Under the new regulations, airlines can consolidate their service to one airport in a metro area. They can also seek permission to end service to a city, with the affected destination given notice and a chance to object before the agency rules on the request.


(Oil Production) *** Saudi Arabia and Russia agreed in principle Thursday on a deal to carry out the biggest organized oil-production cuts in decades, after a month-long feud and a drop in demand due to the coronavirus crisis devastated oil prices.

Prices shot higher ahead of the announcement before abruptly losing momentum and reversing course. The benchmark U.S. crude price, for May delivery, ended 9.3% lower on the day at $22.76 a barrel.

Russia and Saudi Arabia hope the U.S. will join the production curbs. But their current plan foresees up to 4 million barrels a day of reduction coming from outside their alliance. But the Trump administration has refused so far to formally take part in any cuts. President Trump has said reductions will happen due to the coronavirus’s erosion of oil demand.
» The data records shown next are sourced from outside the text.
PR #4176, opened 2024-10-01
SmallMatrix: Matrix class with compile time size

WeiqunZhang:
Add amrex::SmallMatrix class with compile time size.

Useful for, e.g.:
- https://github.com/ECP-WarpX/impactx/pull/714
- https://github.com/ECP-WarpX/impactx/pull/702

### DIFF
--- a/Tests/SmallMatrix/main.cpp
+++ b/Tests/SmallMatrix/main.cpp
@@ -1,0 +1,144 @@
+#include <AMReX.H>
+#include <AMReX_Math.H>
+#include <AMReX_Print.H>
+#include <AMReX_REAL.H>
+#include <AMReX_SmallMatrix.H>
+
+using namespace amrex;
+
+int main (int argc, char* argv[])
+{
+    static_assert(Order::C == Order::RowMajor &&
+                  Order::F == Order::ColumnMajor);
+
+    amrex::Initialize(argc, argv);
+    {
+        SmallMatrix<Real,3,4> m34{};
+        for (int j = 0; j < 4; ++j) {
+            for (int i = 0; i < 3; ++i) {
+                AMREX_ALWAYS_ASSERT(m34(i,j) == 0.0_rt);
+            }
+        }
+    }
+    {
+        SmallVector<Real,3> cv{};
+        SmallRowVector<Real,3> rv{};
+        SmallVector<int,3> cv2{1,2,3};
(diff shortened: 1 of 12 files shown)


zingale:
it would be good to have a `.setVal()` method to set all elements to a value.

WeiqunZhang:
Notes on why SmallMatrix matrix{} is zero initialized.

SmallMatrix is not an aggregate, because it has a user declared default
constructor. The rule is that, for `SmallMatrix matrix{}` with an empty
brace-enclosed initializer list, value-initialization is performed. The
effects of value-initialization of SmallMatrix (which has a user-declared
but not user-provided default constructor) are that the matrix object is
first zero-initialized and then the object's default constructor is
applied. Since the default constructor does nothing, the final result is
the object is zero-initialized.

Why is SmallMatrix's default constructor user-declared not user-provided?
It's because we first declare it with `SmallMatrix () = default`.

Reference:
  https://en.cppreference.com/w/cpp/language/list_initialization
  https://en.cppreference.com/w/cpp/language/value_initialization
  https://en.cppreference.com/w/cpp/language/zero_initialization

ax3l:
Is `SmallMatrix<Real, N, M> m;` also zero-defined then or is it allocated but values are undefined?

ax3l:
FYI @cemitch99

Tests/SmallMatrix/main.cpp
```diff
@@ -0,0 +1,144 @@
...
+                AMREX_ALWAYS_ASSERT(m34(i,j) == v++);
+            }
+        }
+    }
+    {
+        auto v3 = SmallVector<double,3>::Zero();
+        v3[0] = 1.;
+        v3(1) = 2.;
+        v3[2] = 3.;
+        auto m33 = SmallMatrix<double,3,3>::Identity();
```
ax3l, line 66: Nice, very useful!

WeiqunZhang:
It's uninitialized by default.
```
/**
 * \brief Default constructor
 *
 * The data are uninitialized by default. If you want to initialize
 * to zero, you can do `SmallMatrix<T,NRows,NCols> M{};`.
 */
constexpr SmallMatrix () = default;
```

ax3l (approved):
That is super useful, I think that is all we currently need :rocket: :sparkles:

PR #4181, opened 2024-10-03
Add more build options for linear solvers

WeiqunZhang:
Add two new CMake build options, AMReX_LINEAR_SOLVERS_INCFLO and AMReX_LINEAR_SOLVERS_EM. Both options depend on AMReX_LINEAR_SOLVERS, and are enabled by default when AMReX_LINEAR_SOLVERS is enabled. By default, the cell-centered MLABecLaplacian and MLPoisson solvers are always included. However, these new build options provide finer control over which solvers to build.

Mr. Trump said he spoke with Russian President Vladimir Putin and King Salman of Saudi Arabia on Thursday. He said the three leaders had “a big talk” about oil production, adding that he wants to avoid layoffs in the oil industry both in the U.S. and abroad.

“We had a very good talk. We’ll see what happens,” Mr. Trump said at a White House news conference. He said he believed Russia and Saudi Arabia were close to a deal but didn’t elaborate. The president didn’t say whether the U.S. would call on American companies to make production cuts.

OPEC is expected to announce a finalized deal on Friday or Saturday, according to Mr. Trump. The Saudi and Russian leaders “were getting along very well” during the call, he added. He predicted that oil prices have already “hit bottom” and are “probably heading up.”


(Saudi Royal Family) *** Up to 150 members of Saudi Arabia’s royal family have contracted the coronavirus, a person close to the family reported.

Prince Faisal bin Bandar bin Abdulziz al Saud, the governor of Riyadh and a nephew of King Salman, was confirmed to have tested positive by two doctors, according to the Times. Many of the thousands of princes in the family are believed to have brought back the virus after traveling to Europe, the newspaper reported, citing doctors and people close to the family.

Crown Prince Mohammed bin Salman and many of his ministers are in isolation on the coast of the Red Sea, while the 84-year-old King Salman is also in isolation near the city of Jeddah, according to the newspaper.

The kingdom took numerous precautions in an attempt to stem the spread of the virus even before it officially reported its first case on March 2, including banning pilgrimages to Mecca and Medina, two of the holiest sites in Islam that draw millions of worshipers annually, and placing its major cities under 24-hour lockdown.

“If it is reaching into the family, then it becomes an urgent issue,” Kristian Coates Ulrichsen, a professor at Rice University who studies the kingdom stated.